Terug naar bibliotheek
Hoofdstuk 1. Inleidende bepalingen
Titel 1.2. Uitvoering van bindende besluiten van organen van de Europese Unie
Artikel 1:8

Artikel 1:8 (Uitzondering kennisgeving ontwerpbesluit EU-uitvoering)

Laatste versie

1. Indien door een bestuursorgaan ingevolge enig wettelijk voorschrift van het ontwerp van een besluit kennis moet worden gegeven alvorens een zodanig besluit kan worden genomen, geldt dat voorschrift niet indien het voorgenomen besluit uitsluitend strekt tot uitvoering van een bindend besluit van de Raad van de Europese Unie, van het Europees Parlement en de Raad gezamenlijk of van de Europese Commissie.

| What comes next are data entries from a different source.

PR #2327, opened 2021-11-02
Wrong casing (typo) in LayeredNavAttribute namespace

peterjaap:
This causes our installation to break since we dump the composer autoloader with the `--classmap-authoritative` option


romainruaud:
Good catch ! We probably need to add this to our automated test scenario.

I'll merge it soon and probably release a 2.10.8.1 containing the fix.

Thank you !

romainruaud:
Feel free to move to 2.10.8.1 which contains two urgent bugfixes including this one.

Issue #2343, opened 2021-11-11
Invalid argument supplied for foreach()


hbarza:
In case there is a virtual category with no virtual rule defined the following error will occur when opening the category in storefront.

```
Error filtering template: Warning: Invalid argument supplied for foreach() in .../vendor/smile/elasticsuite/src/module-elasticsuite-virtual-category/Plugin/Widget/ProductsListPlugin.php on line 101
```

### Preconditions

PHP Version: 7.4

Magento Version : 2.4.3-p1

ElasticSuite Version : 2.10.8.1

Environment : developer

Third party modules :

### Steps to reproduce

1. Create a new category
2. Enable the "Virtual Category" option under "Products in Category" section
3. Select a category as root for the "Virtual Category Root" option
4. Set the "Virtual rule" option into "If **ALL**  of these conditions are **TRUE**"; BUT define no condition
5. Save the category and open it in the storefront

### Expected result

View products in the category/widget

### Actual result

```
Error filtering template: Warning: Invalid argument supplied for foreach() in .../vendor/smile/elasticsuite/src/module-elasticsuite-virtual-category/Plugin/Widget/ProductsListPlugin.php on line 101
```

romainruaud:
I'll review PR #2344 

Thank you for contributin.

romainruaud:
Fix has been merged and will be part of next minor release scheduled for january.

Regards

PR #2344, opened 2021-11-11
fix/virtual-category (#2343): invalid argument supplied for foreach

hbarza:
In case there is a virtual category with no virtual rule defined the following
error will occur when opening the category in storefront.

    ```
    Error filtering template: Warning: Invalid argument supplied for foreach() in .../vendor/smile/elasticsuite/src/module-elasticsuite-virtual-category/Plugin/Widget/ProductsListPlugin.php on line 101
    ```

Reproduce:

1. Create a new category
2. Enable the "Virtual Category" option under "Products in Category" section
3. Select a category as root for the "Virtual Category Root" option
4. Set the "Virtual rule" option into "If **ALL**  of these conditions are **TRUE**"; BUT define no condition
5. Save the category and open it in the storefront


src/module-elasticsuite-virtual-category/Plugin/Widget/ProductsListPlugin.php
```diff
@@ -94,10 +94,11 @@ public function afterCreateCollection(ProductsList $subject, $collection)
...
         if ($subject->getData('condition_option') == 'condition' || !$subject->getData('condition_option')) {
-            $conditions = $subject->getData('conditions_encoded') ?: $subject->getData('conditions');
-            if ($conditions) {
-                $conditions = $this->conditionsHelper->decode($conditions);
+            if (!$conditions = $subject->getData('conditions_encoded') ?: $subject->getData('conditions')) {
+                return $collection;
             }
+
+            $conditions = $this->conditionsHelper->decode($conditions);
             foreach ($conditions as $condition) {
```
romainruaud, line 102: I think your solution is over-complicated.

I'd prefer something like this (with just one guard condition) : 

```php
$conditions = $subject->getData('conditions_encoded') ?: $subject->getData('conditions');

if ($conditions) {
    $conditions = $this->conditionsHelper->decode($conditions);
    foreach ($conditions as $condition) {
    ... legacy ...
    }    
}

return $collection
```

romainruaud (changes requested):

2. Het eerste lid is niet van toepassing op de overlegging van het ontwerp van een algemene maatregel van bestuur of ministeriële regeling aan de Staten-Generaal, indien:

a. bij de wet is bepaald dat door of namens een der Kamers der Staten-Generaal of door een aantal leden daarvan de wens te kennen kan worden gegeven dat het onderwerp of de inwerkingtreding van die algemene maatregel van bestuur of ministeriële regeling bij de wet wordt geregeld, of b. artikel 21.6, vierde lid, van de Wet milieubeheer van toepassing is.

Uitleg in duidelijke taal

1. Indien door een bestuursorgaan ingevolge enig wettelijk voorschrift van het ontwerp van een besluit kennis moet worden gegeven alvorens een zodanig besluit kan worden genomen, geldt dat voorschrift niet indien het voorgenomen besluit uitsluitend strekt tot uitvoering van een bindend besluit van de Raad van de Europese Unie, van het Europees Parlement en de Raad gezamenlijk of van de Europese Commissie.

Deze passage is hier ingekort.